● **EXERCISE**
Take the entries below and print only the lines from the one with "It's been there" through the one with "maybe we should", exactly as they stand, both ends included.
===== DATA LISTING =====
Issue #13833, opened 2025-05-22
Themes : deprecation of @import as of Dart Sass 1.8


philpil:
### Describe the bug

https://sass-lang.com/documentation/at-rules/import/
"Heads up!
As of Dart Sass 1.80.0, the @import rule is [deprecated](https://sass-lang.com/documentation/breaking-changes/import) and will be removed from the language in Dart Sass 3.0.0. Prefer the [@use rule](https://sass-lang.com/documentation/at-rules/use) instead."

current theme-base components.scss uses @import 
https://github.com/primefaces/primefaces/blob/master/primefaces-themes/theme-base/_components.scss

### Expected behavior

sass to be updated, and maybe your builds need to update their dart-sass version to see latest warning 

### PrimeFaces edition

None

### PrimeFaces version

15.0

### Theme

All I guess

### JSF implementation

All

### JSF version

2.2

### Java version

21

melloware:
@philpil  yes we are aware. This is a big refactor from how PrimeTek has structured it so in all my projects and templates I locked it to 1.79.6.

```xml
 <plugin>
                <groupId>io.github.cleydyr</groupId>
                <artifactId>dart-sass-maven-plugin</artifactId>
                <version>1.5.0</version>
                <executions>
                    <execution>
                        <id>generate-css-using-sass</id>
                        <phase>generate-resources</phase>
                        <goals>
                            <goal>compile-sass</goal>
                        </goals>
                    </execution>
                </executions>
                <configuration>
                    <inputFolder>${project.basedir}/src/main/webapp/resources/</inputFolder>
                    <outputFolder>${project.basedir}/src/main/webapp/resources/</outputFolder>
                    <update>true</update>
                    <noSourceMap>true</noSourceMap>
                    <style>COMPRESSED</style>
                    <quiet>false</quiet>
                    <version>1.79.6</version>
                </configuration>
</plugin>
```

melloware:
This will eventually have to be tackled as we can't stay on Dart SASS 1.79 forever

PR #14691, opened 2026-02-17
Switching to a central definition of dart-sass version

AndreasIgelCC:
Currently, the version of dart‑sass is defined only in the primefaces-themes module, while primefaces-showcase uses no explicit version. This makes builds not necessarily reproducible across environments. In addition, some environments require offline availability, which is only possible when the dart‑sass version is pinned consistently.

This pull request introduces a centralized definition of the dart‑sass version and ensures that both primefaces-themes and primefaces-showcase use the same version. As part of this improvement, the dependency is set to the correct dart‑sass version (1.79.6, https://github.com/sass/dart-sass/releases) according to #13833.

I hope this change helps make the build process more stable, predictable, and contributor‑friendly. Looking forward to your feedback!

### DIFF
--- a/pom.xml
+++ b/pom.xml
@@ -76,7 +76,7 @@
         <jacoco.version>0.8.14</jacoco.version>
         <tomcat.version>10.1.48</tomcat.version>
         <slf4j.version>2.0.17</slf4j.version>
-        <dart-sass.version>1.79.6</dart-sass.version>
+        <dart-sass.version>1.97.3</dart-sass.version>
 
         <sonar.skip>true</sonar.skip>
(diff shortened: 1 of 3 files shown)


melloware:
I thought I was on 1.79.1 as it's the last one that does not throw warnings and errors

There is an open ticket about it.

melloware:
Yep #13833

AndreasIgelCC:
> I thought I was on 1.79.1 as it's the last one that does not throw warnings and errors
> 
> There is an open ticket about it.

Thank you for your reply, but then it is even more important that this is defined on a central place. I switched the version to 1.79.6, which is named in #13833

melloware (approved):

melloware:
Thanks this is a good change

PR #14694, opened 2026-02-17
CDK: Taglib generation

melloware:
- [x] Verified both legacy primefaces namespace and new URN namespace are both generated correctly.
- [x] Deleted /src/main taglib.xml
- [x] Verified VDLDOC still works after moving this file to `/target/classes` so pointed VDLDOC plugin to it
- [x] Sorted tags and properties alphabetically in the taglib.xml to make things easier to see


primefaces-cdk/primefaces-cdk-impl/src/main/java/org/primefaces/cdk/impl/taglib/TaglibMojo.java
```diff
@@ -307,8 +312,7 @@ private TagHandlerInfo processTagHandlerClass(Class<?> tagHandlerClass) {
     private Document generateTaglibXml(List<FunctionInfo> functionInfos, List<ComponentInfo> componentInfos, List<BehaviorInfo> behaviorInfos,
                                        List<ValidatorInfo> validatorInfos, List<TagHandlerInfo> tagHandlerInfos) {
         Document document = DocumentHelper.createDocument();
-        Element faceletTaglib = document.addElement("facelet-taglib")
-                .addAttribute("xmlns", "https://jakarta.ee/xml/ns/jakartaee")
+        Element faceletTaglib = document.addElement("facelet-taglib", "https://jakarta.ee/xml/ns/jakartaee")
```
melloware, line 315: Fixed this namespace because VDLDOC complained it was missing

primefaces/pom.xml
```diff
@@ -321,8 +328,8 @@
                         </goals>
                         <phase>process-classes</phase>
                         <configuration>
-                            <uri>primefaces-test</uri>
-                            <shortName>pf-test</shortName>
+                            <uri>http://primefaces.org/ui</uri>
```
melloware, line 331: I am generating the legacy namespace as later step we create the URN version of the file.  Someday we need to remove this legacy version maybe in 17 or 18?

melloware:
OK IT's failing need to find out why

PR #14717, opened 2026-02-28
Fix #14706: Panel set cursor:pointer on toggleHeader

### LINKED ISSUE #14706: Panel: ToggleableHeader property should indicate interactivity via cursor
### Describe the bug

While the property `toggleable=true` renders a control element (+) (-) to toggle the panel...

Image

... the `toggleableHeader=true` property simply implements a click listener on the header.

Image

Image

Here the user has no haptic feedback, that they can click on the panel header.

### Reproducer

```
<p:panel header="Toggleable Panel" toggleable="true" toggleableHeader="true">
    <div>Lore</div>
    <div>Ipsum</div>
</p:panel>
```

### Expected behavior

A `pointer` cursor would be appropriate.

### PrimeFaces edition

Community

### PrimeFaces version

15.0.13

### Theme

any

### JSF implementation

Mojarra

### JSF version

4.0.8

### Java version

24

### Browser(s)

any

melloware:
Fix #14706: Panel set cursor:pointer on toggleHeader

### DIFF
--- a/primefaces-showcase/src/main/webapp/ui/panel/panel.xhtml
+++ b/primefaces-showcase/src/main/webapp/ui/panel/panel.xhtml
@@ -34,7 +34,7 @@
             </p:panel>
 
             <h5>Toggleable</h5>
-            <p:panel header="Header" toggleable="true" closable="true" toggleSpeed="500"
+            <p:panel header="Header" toggleable="true" toggleableHeader="true" closable="true" toggleSpeed="500"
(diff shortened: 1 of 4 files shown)


tandraschko:
I wonder If we should better add a styleable css class

melloware:
You are right.  I will update it.

melloware:
OK this is a much better fix and I cleaned Panel up to use `getStyleClassBuilder()`

PR #14732, opened 2026-03-04
Fix #14719: SelectOneMenu add panelAutoSize prop to always align panel with input

### LINKED ISSUE #6877: SelectOneMenu: Align width of overlay panel with input
**Description**
Overlay panel of p:selectOneMenu is changing size (width) according to size of values (width could be even wider than the screen size). There is an option 'autoWidth', but it works in opposite way - it extends width of input by size of values.

It would be nice, if there will be an options to fix overlay width with input width. 
Solution may be like this somehow (if new attribute will be named "alignPanelWidthWithInput"):
```
alignPanelWidth: function() {
        //align panel and container
        if(!this.panelWidthAdjusted) {
            var jqWidth = this.jq.outerWidth();
            if(this.cfg.alignPanelWidthWithInput || this.panel.outerWidth() < jqWidth) {
                this.panel.width(jqWidth);
            }
            else {
                this.panel.width(this.panel.width());
            }

            this.panelWidthAdjusted = true;
        }
    }
```
 + add to css .ui-selectonemenu-list-item:
```
text-overflow: ellipsis;
overflow: hidden;
```

Thanks

### LINKED ISSUE #14719: SelectOneMenu: Panel not aligned with size of select element
### Describe the bug

The bug is also visible on the primefaces showcase page: 

https://showcase.primefaces.org/ui/input/oneMenu.xhtml

If you click in a selectOneMenu input field to render a dropdown and then change the width of the browser window. Either shrink or widen it. Then the dropdown is not aligned with the size of the select element in the smaller or bigger browser window. Even if you close and open the dropdown again. The dropdown still has the same width when it was first clicked.

I would assume that the dropdown is aligned with the width of the select element also in the smaller or bigger window.

 

### Reproducer

1. Go to https://showcase.primefaces.org/ui/input/oneMenu.xhtml
2. Click on a select element.
3. Shrink or Widen the browser window.
4. See that the width of the dropdown doesnt match the width of the select element. Even as you close and open the dropdown again.

### Expected behavior

I would like to have the dropdown always to be aligned with the size of the select elment.
If this is not possible maybe correct the size of the dropdown to align the size of the select element if you open the dropdown again on the smaller or bigger browser window.

### PrimeFaces edition

None

### PrimeFaces version

15.0.13

### Theme

myTheme

### JSF implementation

Mojarra

### JSF version

4.0.9

### Java version

Temurin-21.0.10+7

### Browser(s)

Chrome

melloware:
Fix #14719: SelectOneMenu add panelAlignWidth prop to always align panel with input
Fix #6877

### DIFF
--- a/docs/16_0_0/gettingstarted/whatsnew.md
+++ b/docs/16_0_0/gettingstarted/whatsnew.md
@@ -26,6 +26,8 @@ Look into [migration guide](https://primefaces.github.io/primefaces/16_0_0/#/../
     * Added new `dragDrop` attribute to be able to disable drag and drop capabilities.
 * SelectOneButton
     * Added new `layout="custom"` to allow complete control over rendering
+* SelectOneMenu
+    * Added new `panelAutoSize="true"` option to always align the overlay panel's width with the select menu.
 * SelectManyButton
     * Added new `layout="custom"` to allow complete control over rendering
 * SplitButton
--- a/primefaces-showcase/src/main/webapp/ui/input/oneMenu.xhtml
+++ b/primefaces-showcase/src/main/webapp/ui/input/oneMenu.xhtml
@@ -64,7 +64,7 @@
                     <div class="field col-12 md:col-4">
                         <p:outputLabel for="@next" value="Advanced"/>
                         <p:selectOneMenu id="advanced" value="#{selectOneMenuView.country}" converter="#{countryConverter}"
-                                        panelStyle="width:180px" var="c"
+                                        panelAutoSize="true" var="c"
                                         filter="true" filterMatchMode="startsWith" filterNormalize="true">
 
                             <f:selectItems value="#{selectOneMenuView.countries}" var="country"
--- a/primefaces/src/main/frontend/packages/components/src/forms/forms.selectonemenu.widget.js
+++ b/primefaces/src/main/frontend/packages/components/src/forms/forms.selectonemenu.widget.js
@@ -85,6 +85,7 @@
  * which is replaced with the value of the currently selected item.
  * @prop {boolean} cfg.syncTooltip Updates the title of the component with the description of the selected item.
  * @prop {boolean} cfg.renderPanelContentOnClient Renders panel content on client.
+ * @prop {boolean} cfg.panelAutoSize Automatically adjusts the width of the overlay panel to match the width of the select menu.
  */
 PrimeFaces.widget.SelectOneMenu = class SelectOneMenu extends PrimeFaces.widget.DeferredWidget {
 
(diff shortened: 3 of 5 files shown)


tandraschko:
another name idea:
panelAutoSize=false

melloware:
Not a bad idea i thought of that too because we have a regular `autoSize` prop as well for the input this would make them align.  I will update

melloware:
Renamed `panelAutoSize`

tandraschko:
a bit unsure
panelAutoSize=true is the current default, where the panel get resized based on the content
and the user want
panelAutoSize=false?

melloware:
The current code only resizes it on initial page load

If you shrink or increase your browser it's the same size it originally was. Both of these tickets want it where the input and panel are always the same size.  

It's been there for 10+ years there is a panelWidthasjuated variable the ensures it's only called on page load

tandraschko:
hmmm
maybe we should make it the default for now and remove later, if we dont get any negative feedback?
no idea why it was done like this?

melloware:
yeah i was also considering call it `panelWidthSync` basically saying keep it in sync.  I don't think we want it to be the default because of long label support see this screenshot

image


that we specifically support when people WANT it to be longer than the input to match the panel items

tandraschko:
will check soon

tandraschko:
hmm
im not happy with the naming + description

current behavior:
the initial click calculates the width of the panel (so its actually already autosize)

the new behavior:
every click re-calculates the width of the panel

right?

melloware:
if you enable this property yes it recalculates every  time is it displayed.   Any better name for it?  `panelSyncWithInput`?

tandraschko:
but the logic is the same right?
initial width calculation = same logic as you would now call be every panel open click?

melloware:
correct before it was only calculating the width on widget creation with this flag `this.panelWidthAdjusted`  I still haven't figured out why?

This new flag just gives you the option to have it re-caculated every time its opened not juts widget creation time.

tandraschko:
IMO we can just remove the boolean and always recalculate

look
if you click the panel, it loads content (if lazy), then calls jq.outerWidth() on it and set panelWidth

it only happens if you active click on it
i did some tests on my machine and alignPanelWidth took always like 0-2ms. So even it would take 30ms, a user wont notice it. it only hapens when he click it and the panel is opening.

tandraschko:
feel free to measure that performance of the method in your app with many content

melloware:
Itotally agree.  I am not noticing any performance issue even with larger lists.  Let me make that change

tandraschko:
another case i could image:
if you click multiple times, different content is loaded, different panel size

mk-htw:
@melloware Will this feature be released in Primefaces 16? I couldn´t find the commit in the master branch. It is useful for our application at work. The problem is the calculated width of the panel at creation time. If you zoom in after the first click, the panel width won´t resize like 1Kamikazzze1 described it in this [comment](https://github.com/primefaces/primefaces/issues/14719#issuecomment-3989098362)

melloware:
@mk-htw yes this is fixed in 16.0.0 MAIN but the fix was much simpler than a new property the final fix is right here: https://github.com/primefaces/primefaces/pull/14792/changes

mk-htw:
Thanks for the quick answer @melloware 
I used your fix. I’m seeing the same behavior in my case: the panel width remains unchanged. I tried opening the dropdown at 100% zoom, and the panel is aligned with the input of the selectonemenu. If you change the zoom to 400%(for example) the panel width remains the same while the input gets narrower. As a result, the panel is not aligned with the input anymore. I assume the panel width will not be recalculated because the else-branch(l.289ff of your fix) will be processed.

melloware:
@mk-htw  the panel only resizes on DROPDOWN of the the panel not on browser zoom resizing.

Issue #14763, opened 2026-03-13
Tree Filter: Shows all nodes on no-match input


bajce:
### Describe the bug

On showcase page https://showcase.primefaces.org/ui/data/tree/filter.xhtml, the tree filter fails for non-matching text. 
When you type text that exists (like "Events"), it filters right.
But for text with no match (like "xyz"), all tree nodes are visible. This happens in both Basic and Custom tree examples.

<img width="383" height="620" alt="Image" src="https://github.com/user-attachments/assets/ce39af22-e8cb-4975-b765-77b890b8969e" />

### Reproducer

1. Go to https://showcase.primefaces.org/ui/data/tree/filter.xhtml
2. Type "Events" in filter box, as result tree filters works.
3. Clear and type "xyz" (no match), as result all nodes are still visible.

### Expected behavior

Tree should show no nodes if filter does not match.

### PrimeFaces edition

None

### PrimeFaces version

15.0.14-snapshot

### JSF implementation

All

### JSF version

4..0

### Java version

17

FlipWarthog:
For future reference, this is the line that was causing trouble but we can't change it directly or it breaks non-filtering situations: https://github.com/primefaces/primefaces/blob/7d043ecaa69b6322494bc8f7fc72520fbc76ac13/primefaces/src/main/java/org/primefaces/component/tree/TreeRenderer.java#L690

So adding a 'fake' filter that'll never match is the cleanest solution.

PR #14766, opened 2026-03-13
Fix: #14763 15.0.14 Tree Filter: Shows all nodes on no-match input

melloware:
Fix: #14763 15.0.14 Tree Filter: Shows all nodes on no-match input


primefaces/src/main/java/org/primefaces/component/tree/TreeRenderer.java
```diff
@@ -263,6 +263,10 @@ else if (tree.isFilterRequest(context)) {
             tree.getFilteredRowKeys().clear();
             if (LangUtils.isNotBlank(filteredValue)) {
                 encodeFilteredNodes(context, tree, tree.getValue(), filteredValue, filterLocale);
+                if (component.getFilteredRowKeys().isEmpty()) {
```
FlipWarthog, line 266: var name needs updating here too for PF15
```suggestion
                if (tree.getFilteredRowKeys().isEmpty()) {
```

PR #14781, opened 2026-03-18
MoveScriptsToBottom optimizations: cpu & memory

pizzi80:
This version avoid:
-  multiple `String.replace` call on the whole merged skip (memory 6x copy)
-  multiple `String.equals` call
-  mulitple `String` concatenations
- random `';'` at the end of the line due to space inside inline scripts

This version has:
 - final on effective final fields
 - early skip if there are no inline scripts
 - inline trim + check the needs of adding ';'
 - `Constants.EMPTY_STRING` instead of ""

Notes:
A page can contains a lot of inline scripts, that can also be large...
every single call to `String.replace` create a copy of the String,
also the final string prepend + append create a copy of the merged script,
also the final `String.format` internaly use the old StringBuffer plus create a copy of the content...

### DIFF
--- a/primefaces/src/main/java/org/primefaces/application/resource/MoveScriptsToBottomResponseWriter.java
+++ b/primefaces/src/main/java/org/primefaces/application/resource/MoveScriptsToBottomResponseWriter.java
@@ -25,6 +25,7 @@ package org.primefaces.application.resource;
 
 import org.primefaces.renderkit.RendererUtils;
 import org.primefaces.util.AgentUtils;
+import org.primefaces.util.Constants;
 import org.primefaces.util.LangUtils;
 
 import java.io.IOException;
@@ -34,6 +35,8 @@ import java.util.List;
 import java.util.Map;
 import java.util.Map.Entry;
 import java.util.UUID;
+import java.util.regex.Pattern;
+import java.util.stream.Collectors;
 
 import javax.faces.FacesException;
 import javax.faces.component.UIComponent;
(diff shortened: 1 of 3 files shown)


tandraschko:
please provide a test (to not break something) and which also prooves some numbers before vs after

primefaces/src/main/java/org/primefaces/application/resource/MoveScriptsToBottomResponseWriter.java
```diff
@@ -217,8 +234,7 @@ else if (BODY_TAG.equalsIgnoreCase(name) || (HTML_TAG.equalsIgnoreCase(name) &&
             for (Entry<String, List<Map<String, String>>> entry : state.getIncludes().entrySet()) {
 
                 List<Map<String, String>> includes = entry.getValue();
-                for (int i = 0; i < includes.size(); i++) {
-                    Map<String, String> attributes = includes.get(i);
+                for (Map<String, String> attributes : includes) {
```
melloware: Revert this as the project specifically uses for loops not iterators. Its a project standard.

melloware (changes requested):

primefaces/src/main/java/org/primefaces/application/resource/MoveScriptsToBottomResponseWriter.java
pizzi80: fixed

pizzi80:
> please provide a test (to not break something) and which also prooves some numbers before vs after

I saw that there is a test for `MoveScriptsToBottomResponseWriter`

https://github.com/primefaces/primefaces/blob/15.X/primefaces/src/test/java/org/primefaces/application/resource/MoveScriptsToBottomResponseWriterTest.java

I've also tested with my dev environment ... going in production later or tomorrow

tandraschko:
i see!
then please provide some numbers before and after

pizzi80:
> i see! then please provide some numbers before and after

Thanks for pushing me to create a test; 
I discovered that the Pattern/Matcher state machine 
is actually slower than expected. 

It negates all the benefits of avoiding multiple String.replace calls.

working on a mix of the proposed solution and the original one ...

pizzi80:
I've written a benchmark that simulate `mergeAndMinimizeInlineScripts` 
on a `List` of script taken from the home page of a real webapp


```
Benchmark                        Mode  Cnt   Score   Error  Units
InlineScriptsBenchmark.benchNew  avgt   20   5,144 ± 0,057  us/op
InlineScriptsBenchmark.benchOld  avgt   20  15,068 ± 0,101  us/op
```

melloware:
Nice!

tandraschko:
looks good for me, thanks
can you also create a PR for master?

melloware:
I can pull it forward if you want @pizzi80

melloware (approved):

tandraschko:
+1 @melloware

PR #14783, opened 2026-03-18
LangUtils: optimizations + minor warnings fix

pizzi80:
just a couple of optimizations and warning fix:

the `newLinkedHashSet` method now properly 
init the LinkedHashSet to avoid remapping 

the method `calculateHashMapCapacity`
is ported from Java 19 and optimized

### DIFF
--- a/primefaces/src/main/java/org/primefaces/util/LangUtils.java
+++ b/primefaces/src/main/java/org/primefaces/util/LangUtils.java
@@ -304,12 +304,6 @@ public class LangUtils {
 
     @SafeVarargs
     public static <E> Set<E> newLinkedHashSet(E... elements) {
-        if (elements.length == 0) {
-            return Collections.emptySet();
-        }
-        else if (elements.length == 1) {
-            return Collections.singleton(elements[0]);
-        }
         Set<E> set = new LinkedHashSet<>(calculateHashMapCapacity(elements.length));
         Collections.addAll(set, elements);
         return set;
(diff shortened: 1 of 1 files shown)


tandraschko:
-1 for the newLinkedHashSet changes
currently its modifieable

pizzi80:
> -1 for the newLinkedHashSet changes currently its modifieable

:top: ... all that unmodifiable methods ... and I got fooled


fixed

tandraschko:
and we should only apply this to master IMO
15.x is actually in bugfix mode, this changes are micro micro optimzations

pizzi80:
I know but ... micro by micro ... inside the core Utils methods ... called a lot of times ...

tandraschko:
not really actually ;D
unmodifiableList is just for static code
and the difference of calculateHashMapCapacity is not measurable in a application

if you switch from mojarra to myfaces or follow our performance guide, there are VERY big differences compared to such a change.

pizzi80:
can't understand why integration test keeps failing... 

on my pc mvn install has no errors

the 15.0.14-snapshot work as expected

melloware:
If only one fails its usually just flaky. I can re-run it right now and I bet it works.  Let me try.

melloware:
See now it passed!

melloware (approved):

pizzi80:
oh ok ... thanks ;)

tandraschko:
+1
please port to master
=====
● **TASK RESPONSE**
It's been there for 10+ years there is a panelWidthasjuated variable the ensures it's only called on page load

tandraschko:
hmmm
maybe we should make it the default for now and remove later, if we dont get any negative feedback?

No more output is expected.